Patients with sepsis and/or acute respiratory failure are at high risk for death or long hospital stays, yet limited evidence exists to guide triage to intensive care units (ICUs) or general medical wards for the majority of these patients who do not initially require life support. To identify factors that influence how hospitals triage patients with capacity-sensitive conditions and those factors that may account for observed ICU relative to ward, or ward relative to ICU, benefits for such patients. We conducted an explanatory sequential mixed-methods study. As part of a 27-hospital, two-health system retrospective cohort study, we calculated hospital-specific measurements of ICU net benefit for patients with sepsis and/or acute respiratory failure. Hospitals among the highest ICU net benefit and lowest ICU net benefit (or highest ward net benefit) from each study health system were selected for in-depth qualitative study. At each hospital, interviews were conducted with emergency department, ward, and ICU clinicians and administrators. Interview transcripts were analyzed using flexible coding and the framework method. Interviews were conducted with 118 respondents (46 physicians, 43 nurses, 5 advanced practice providers, and 24 administrators) from four hospitals. Respondents across hospitals agreed that the prediction of patient trajectory is central to triage decisions, but there was variation in opinion across work locations about optimal pretriage emergency department interventions in terms of intensity, repetition, clinical reassessment, and observation duration. The main difference observed between high and low ICU net benefit hospitals related to the way respondents working in the ICU and ward described their responses to patients who experience rapid clinical deviations from triage-expected trajectories, including sustained lack of critical care needs after admission to the ICU and acute critical care needs after admission to the ward. Hospitals with low ICU net benefit (or high ward net benefit) had particularly robust and proactive rapid response and clinical decompensation surveillance practices for ward-admitted patients.
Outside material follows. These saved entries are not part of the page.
PR #862, opened 2023-10-01
Set the `format` of `marshmallow.fields.Float` fields to `float`

ddorian:
See `float` format for number data types https://swagger.io/docs/specification/data-models/data-types/

### DIFF
--- a/src/apispec/ext/marshmallow/field_converter.py
+++ b/src/apispec/ext/marshmallow/field_converter.py
@@ -22,7 +22,7 @@ from marshmallow.orderedset import OrderedSet
 DEFAULT_FIELD_MAPPING: dict[type, tuple[str | None, str | None]] = {
     marshmallow.fields.Integer: ("integer", None),
     marshmallow.fields.Number: ("number", None),
-    marshmallow.fields.Float: ("number", None),
+    marshmallow.fields.Float: ("number", "float"),
     marshmallow.fields.Decimal: ("number", None),
     marshmallow.fields.String: ("string", None),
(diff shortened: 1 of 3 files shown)


lafrech:
Shouldn't it be `double`?

https://swagger.io/docs/specification/data-models/data-types/

Or system-dependent?

https://docs.python.org/3/library/stdtypes.html#numeric-types-int-float-complex

> Floating point numbers are usually implemented using double in C; information about the precision and internal representation of floating point numbers for the machine on which your program is running is available in [sys.float_info](https://docs.python.org/3/library/sys.html#sys.float_info).

We can't rely (solely) on `sys.float.info` as the doc may be generated on another machine than the one running the API.

ddorian:
> Shouldn't it be double?

Yes.

> We can't rely (solely) on sys.float.info as the doc may be generated on another machine than the one running the API.

That is the problem with the dev IMO. What do you propose?

lafrech:
Since we can't tell, I'd say leave things as is and let the user override if needed.

We may want to document this, though.

ddorian:
Maybe we can add a validator to make the "type" (example on Function/Method fields) or format (Float,Number,etc) required ?

lafrech:
I'm sorry, I don't understand what you mean.

ddorian:
> I'm sorry, I don't understand what you mean.

I've added a validator that checks that all Float fields should have "type" defined, just to be "consistent" on the openapi output.
I've done that for "FunctionField" & "MethodField", but made "type" required there.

Particularly proactive rapid response programs that deliver on-location critical care may quantitatively increase ward net benefit by bringing ICU benefits without ICU-associated harms to ward patients who become critically ill.

摘要

患有脓毒症和/或急性呼吸衰竭的患者面临着高死亡风险或长期住院的情况,然而,对于大多数最初不需要生命支持的此类患者,在分诊至重症监护病房(ICU)或普通内科病房方面,可供参考的证据有限。为了确定影响医院对容量敏感型疾病患者进行分诊的因素,以及那些可能解释观察到的ICU相对于病房,或病房相对于ICU对这类患者的益处的因素。我们开展了一项解释性序列混合方法研究。作为一项涉及27家医院、两个医疗系统的回顾性队列研究的一部分,我们计算了脓毒症和/或急性呼吸衰竭患者在各医院的ICU净效益的具体指标。从每个研究医疗系统中,选取ICU净效益最高和最低(或病房净效益最高)的医院进行深入的定性研究。在每家医院,我们对急诊科、病房、ICU的临床医生和管理人员进行了访谈。使用灵活编码和框架方法对访谈记录进行了分析。我们对来自四家医院的118名受访者(46名医生、43名护士、5名高级执业提供者和24名管理人员)进行了访谈。各医院的受访者一致认为,对患者病情发展轨迹的预测是分诊决策的核心,但在不同工作地点,对于分诊前急诊科最佳干预措施在强度、重复次数、临床重新评估和观察时长方面的意见存在差异。在ICU净效益高和低的医院之间观察到的主要差异,与在ICU和病房工作的受访者对那些临床情况迅速偏离分诊预期轨迹的患者的应对方式有关,包括入住ICU后持续缺乏重症监护需求以及入住病房后出现急性重症监护需求。ICU净效益低(或病房净效益高)的医院对入住病房的患者有特别健全且积极主动的快速反应和临床失代偿监测措施。特别是那些能提供现场重症监护的积极主动的快速反应项目,通过为病情危重的病房患者带来ICU的益处而不带来与ICU相关的危害,可能会在数量上增加病房净效益。